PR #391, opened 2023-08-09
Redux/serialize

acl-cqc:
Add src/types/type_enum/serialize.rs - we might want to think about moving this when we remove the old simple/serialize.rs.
____
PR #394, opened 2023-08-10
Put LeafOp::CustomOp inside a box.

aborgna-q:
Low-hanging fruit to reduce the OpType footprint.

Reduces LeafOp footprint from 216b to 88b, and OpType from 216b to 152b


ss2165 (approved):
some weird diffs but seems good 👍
____
▶ [Description of the task] Repeat, exactly as they stand above, the lines from the line with "PR #391, opened 2023-08-09" to the line with "Add src/types/type_enum/serialize.rs - we", both lines included.

▶ [Result of the exercise]
PR #391, opened 2023-08-09
Redux/serialize

acl-cqc:
Add src/types/type_enum/serialize.rs - we might want to think about moving this when we remove the old simple/serialize.rs.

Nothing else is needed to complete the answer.